Я не открывал глаз, но по шелесту занавесок над головою легко догадался, что далеко не утро на дворе. Обряжаясь, Марьюшка нарочно оставила дверь полой, чтобы не мешать мне спать, бредя во двор; из темных сеней поддувало сквозняком, с шорохом парусил полотняный серый покровец, натянутый на проем от комаров.

Марьюшка кашлянула сдавленно, боясь и тут досадить, заелозила кочергою в печи, сгребая живые уголья на загнеток. Скрипя, потянулся на шесток щаный горшок, звякнула крышка, мясной парок выпорхнул на волю и окончательно погнал меня из сонных нетей. Но я знал, что Марьюшка меня напрасно не похулит за безделье, она и здесь для сына сердечных капелек сыщет, чтобы снять ночную хмарь. Ведь человек должен подыматься из постели с веселой песнею, с праздником в груди, а ложиться спать с покаянною молитвой.

Навряд ли знала Марьюшка о моем пробуждении, а то бы хватила валяным отопком по костлявой заднице, выпирающей из лоскутного одеяла, и, устав ждать утреннего чая, заверещала бы с придыхом: «Ну-ка лежебоку с Пашиной хребтинки я прочь погоню. Ишь ли, спать мешает, злодей. – И еще хлобысь мягкой калишкой вдогон. – Ну побежал, эко потрусил! А ты спи, мое богоданное, пуще, спи-почивай мое богачество... Кто рано вставает, тот злыдня встречает, а кто поздно вставает, тот таланту дожидает...»

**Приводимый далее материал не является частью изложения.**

Issue #383, opened 2016-01-29
Extend Delve backend RPC API to be able to make a Delve REPL front-end console in a IDE


gertcuykens:
Some commands are better in a console interface, to create a console in a IDE it would be much easier if the API has also REPL front-end support.

Example: https://github.com/Microsoft/vscode-go/issues/186

Please discuss with @lukehoban I am just the ticket man :)

lukehoban:
Thanks @gertcuykens. 

To provide some more technical details on the issue here:

IDE integrations make calls through the RPC API, so ensure that they can programmatically invoke commands and read results in a structured way.  

However, in some cases, the IDE integration may want to support also allowing users to drop into a REPL where they can send commands to the current instance of `dlv` using the same front-end commands as the `dlv` binary.

Right now, the structure of Delve doesn't appear to make this possible.  There is no way to invoke the Delve front-end code (`terminal/command.go`) from the RPC API (`server/rpc/client.go`).  This design is nicely decoupled.  But it doesn't support this IDE scenario (unless the IDE effectively re-implements `terminal/command` and stays up to date with it).

aarzilli:
Would it be unacceptable to run a dlv frontend with `dlv connect` and communicate with it using pipes? 
It seems that the biggest problem is that the API is not reentrant, especially `Command`, so you would have to make sure no two calls are ever made simultaneously.

lukehoban:
@aarzilli 

Good suggestion - connecting with `dlv connect` would be an acceptable solution I think.

Unfortunately, it doesn't seem to work when connecting to a headless server that is in the middle of a debug session that has been accepting RPC requests from another client.  I tried this, and I can connect, but any commands I try to execute hang `dlv`.

```
c:\dd\go\src\github.com\lukehoban\hello>dlv connect 127.0.0.1:2345
Type 'help' for list of commands.
(dlv) sources

```

If I then continue the other client to the end of the debug session, the `dlv connect` session unhangs with:

```
Command failed: read tcp 127.0.0.1:4991->127.0.0.1:2345: wsarecv: An existing connection was forcibly closed by the remote host.
(dlv)
```

Is this expected?

aarzilli:
It seems the server only accepts one connection, probably the correct behavior give how the API works. I've added a flag to allow multiple clients in PR #395.

aarzilli:
Closed by c277b2715750a46153b2974f66eec84d438f669c

PR #395, opened 2016-02-01
cmd/dlv: add flag to make headless server accept multiple clients

aarzilli:
See issue #383 for related discussion.

### DIFF
--- a/service/rpc/server.go
+++ b/service/rpc/server.go
@@ -23,6 +23,8 @@ type RPCServer struct {
 	config *service.Config
 	// listener is used to serve HTTP.
 	listener net.Listener
+	// stopChan is used to stop the listener goroutine
+	stopChan chan struct{}
 	// debugger is a debugger service.
 	debugger *debugger.Debugger
 }
@@ -38,13 +40,22 @@ func NewServer(config *service.Config, logEnabled bool) *ServerImpl {
 		&RPCServer{
 			config:   config,
 			listener: config.Listener,
+			stopChan: make(chan struct{}),
 		},
 	}
 }
 
 // Stop detaches from the debugger and waits for it to stop.
 func (s *ServerImpl) Stop(kill bool) error {
-	return s.s.debugger.Detach(kill)
+	if s.s.config.AcceptMulti {
+		close(s.s.stopChan)
+		s.s.listener.Close()
+	}
+	err := s.s.debugger.Detach(kill)
+	if err != nil {
+		return err
+	}
+	return nil
 }
 
 // Run starts a debugger and exposes it with an HTTP server. The debugger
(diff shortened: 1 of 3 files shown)


service/rpc/server.go
```diff
@@ -60,16 +60,21 @@ func (s *ServerImpl) Run() error {
...
-		if err != nil {
-			panic(err)
-		}
 		defer s.s.listener.Close()
-
-		rpcs := grpc.NewServer()
-		rpcs.Register(s.s)
-		rpcs.ServeCodec(jsonrpc.NewServerCodec(c))
+		for {
+			c, err := s.s.listener.Accept()
```
derekparker: We need to signal this goroutine to bail when the server is told to stop, as it should not continue accepting connections. Maybe when the server is initialized (in `NewServer`) we create 2 channels, `stopChan` and `newConnChan`. In this loop we can use `select { ... }` and do the appropriate task depending on the channel.

aarzilli:
I think we can probably just close `s.s.listener` from somewhere else to kill this goroutine, however what decides that the server should stop?

derekparker:
@aarzilli good point, better solution than mine. How about we close the listener in `ServerImpl.Stop`?

service/rpc/server.go
```diff
@@ -60,16 +67,21 @@ func (s *ServerImpl) Run() error {
...
+			if err != nil {
+				panic(err)
```
derekparker: We should no longer simply panic here. Since the listener could be closed elsewhere, if this goroutine is allowed to execute long enough to panic users will get confused. We need to either detect [this error](https://golang.org/src/net/net.go#L373) within `OpError` -- or come up with a scheme where this goroutine is the one that closes the listener to avoid this issue.

Since that error var isn't exported I feel we would have to resort to string matching which seems kind of brittle if that error message ever changes significantly (which is not likely, but still possible I suppose).

The other route would be, instead of closing the listener elsewhere, we signal this goroutine to close it like so:

```go
go func() {
	conns := make([]net.Conn)
	defer func() {
		for _, conn := range conns {
			conn.Close()
		}
		s.s.listener.Close()
	}()
	for {
		c, err := s.s.listener.Accept()
		if err != nil {
			select {
			case <-s.s.stopChan:
				// We were supposed to exit, do nothing and return
				return
			default:
				panic(err)
			}
		}
		conns = append(conns, con)
		go rpcs.ServeCodec(jsonrpc.NewServerCodec(c))
		if !s.s.config.AcceptMulti {
			break
		}
	}
}()
```

And then `Stop` becomes:

```go
func (s *ServerImpl) Stop(kill bool) error {
	err := s.s.debugger.Detach(kill)
	if err != nil {
		return err
	}
	if s.s.config.AcceptMulti {
		close(s.s.stopChan)
	}
	return nil
}
```

Thoughts?

derekparker: Also, if we go with that model then we should also place the `close(s.s.stopChan)` in a defer in case `Detach` returns an error, we would still want to close the listener and cleanup connections.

А солнце-то, поди, уже на гребень крыши закатилось и вот-вот свалится на запад, и его прощальный душегрейный луч, оскальзываясь о покать принахмуренного неба, вместе с запашистым ветерком западает и в мое бобылье оконце, теребит склеившиеся рыжеватые реснички, умягчает обочья. Что-то мягкое, обволакивающее, так похожее на бабью ласку, вдруг теребит, оживляет мое естество от макушки до пят, и я обретаю слух особый, какой-то чувственный и тонкий, который тут же и умрет, как только я коснусь ступнями пола. Наверное, в эти минуты уши особенно отворены для Бога, а глаза для слезы.

Я чуть расщемил веки, чтобы не выдать матери своего пробуждения, и увидел склоненную над столом Марьюшку, ее кособокое, сухопарое тельце, покрытое коричневым старушечьим платьицем, ее зависшую корявую ладонь с просторной морщиноватой кожею. Я осторожно сдвинул взгляд влево. Около круглого блюда со вчерашней стряпнёю стояла на цыпочках, как балерина, крохотная мышка, вцепившись коготками в зажарный край шаньги, а над нею нависла матушкина длань: узловатые пальцы были сложены в щепоть, словно бы Марьюшка норовила ухватить домовушку за шерстяной серенький загривок. Старуха рассматривала бесстрашную скотинешку с таким любопытством, с таким интересом, будто век не прожила, и голос ее, тончавый, переливистый, приобрел умильную слезливость:

– Эка ты малеханна, голубушка, да сколь хорошаща. И ведь тоже ись хочет, божья тварь. И неужели я тебя убивать стану? Пусть тебя кошка ловит, на себя грех берет.

Котяня, безмятежно и грузно лежавший у меня в ногах, лишь бестрепетно повел ухом.

– Да гони ты эту касть, – не сдержавшись, подал я голос, хриплый от сна.

Но Марьюшка не удивилась и, не глядя в мою сторону, назидательно ответила:

– Мыши-то маленьки ни в чем не виноваты. Люди во всем виноваты.

– А в чем люди по-твоему виноваты?

– А в том, что все испакостили и никому житья не дают...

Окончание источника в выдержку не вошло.